Effects of Lipid Formulations of Amphotericin B on Activity of Human Monocytes against Aspergillus fumigatus

Abstract

The immunomodulatory effects of liposomal amphotericin B (LAMB), amphotericin B lipid complex, and amphotericin B colloidal dispersion (ABCD) on antifungal activity of human monocytes (MNCs), an important component of antifungal host defense, against Aspergillus fumigatus were compared to those of deoxycholate amphotericin B (DAMB). MNCs from healthy volunteers were incubated with 1 or 5 μg/ml DAMB and 5 or 25 μg/ml lipid formulations for 22 h. Drug-pretreated or untreated MNCs were then washed and assayed for the following: (i) activity against A. fumigatus hyphae by XTT assay at MNC:hypha ratios of 10:1 and 20:1; (ii) production of superoxide anion (O ₂ ⁻ ) from MNCs in response to hyphae by cytochrome c reduction; (iii) production of hydrogen peroxide (H ₂ O ₂ ) and H ₂ O ₂ -dependent intracellular intermediates (DIIs), such as OH ⁻ and HOCl, from MNCs in response to A. fumigatus culture supernatant by flow cytometric measurement of dihydrorhodamine-1,2,3 oxidation.
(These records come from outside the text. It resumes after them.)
PR #295, opened 2017-09-04
Fix: Removed hacks from `BalloonPanelView` that made BalloonPanel unselectable

### LINKED ISSUE #294: Content inside BalloonPanelView is not selectable
This is probably OK when BPV is used for showing form but when you want to show e.g. notifications it should be possible to select and copy text.

This is probably the reason why BPV is unselectable https://github.com/ckeditor/ckeditor5-ui/issues/243.

oskarwrobel:

Fix: Removed hacks from `BalloonPanelView` that made BalloonPanel content unselectable. Closes #294. Closes https://github.com/ckeditor/ckeditor5/issues/498.

---

### Additional information

@Mgsy could confirm this PR does not make a regression especially for this issues:
- https://github.com/ckeditor/ckeditor5-link/issues/126
- https://github.com/ckeditor/ckeditor5-link/issues/90

### DIFF
--- a/src/panel/balloon/balloonpanelview.js
+++ b/src/panel/balloon/balloonpanelview.js
@@ -13,7 +13,6 @@ import { getOptimalPosition } from '@ckeditor/ckeditor5-utils/src/dom/position';
 import isRange from '@ckeditor/ckeditor5-utils/src/dom/isrange';
 import isElement from '@ckeditor/ckeditor5-utils/src/lib/lodash/isElement';
 import toUnit from '@ckeditor/ckeditor5-utils/src/dom/tounit';
-import preventDefault from '../../bindings/preventdefault.js';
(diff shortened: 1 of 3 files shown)


oleq:
Even if this PR does not cause any regression, we must understand why first. What mechanism made those fixes obsolete?

oskarwrobel:
I think this is obsolete because now `LinkFormView` is focusable and this is not a problem anymore (it was before) because we are using `FocusCycler`.

oleq:
Is the Image form also focusable?

Mgsy:
@oskarwrobel: I can confirm that this PR doesn't make any regression. It also works great and fixes https://github.com/ckeditor/ckeditor5/issues/498.

oleq:
Thanks, @Mgsy. Let's give it a try then.

PR #300, opened 2017-09-12
Changed StickyToolbarView to StickyPanelView

### LINKED ISSUE #297: Create StickyPanelView
We already have a `StickyToolbarView` that extends `ToolbarView`. I'm thinking about creating a separate view instead, like `BPV` with content collection and add `ToolbarView` as a child. This will make possible to easily create any sticky bar not only sticky toolbar.

oskarwrobel:

Feature: Changed `StickyToolbarView` to `StickyPanelView`.  Closes #297.

---

### Related:
- https://github.com/ckeditor/ckeditor5-theme-lark/pull/109
- https://github.com/ckeditor/ckeditor5-editor-classic/pull/64

### For CI:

With the exception of 1 μg/ml DAMB and 5 μg/ml LAMB or ABCD at 10:1, all amphotericin B formulations at both concentrations and MNC:hypha ratios enhanced MNC-induced damage of A. fumigatus hyphae compared to results with untreated cells ( P < 0.01). While MNC O ₂ ⁻ production upon hyphal challenge, an early event in oxidative burst, was not affected by the drugs, production of H ₂ O ₂ and DIIs, late events, were significantly increased by all four drugs ( P < 0.01). At clinically relevant concentrations, both conventional amphotericin B and its lipid formulations enhance antihyphal activity of MNCs against A. fumigatus in association with significant augmentation of H ₂ O ₂ and DIIs but not O ₂ ⁻ , further demonstrating the immunomodulatory antifungal activities of these agents.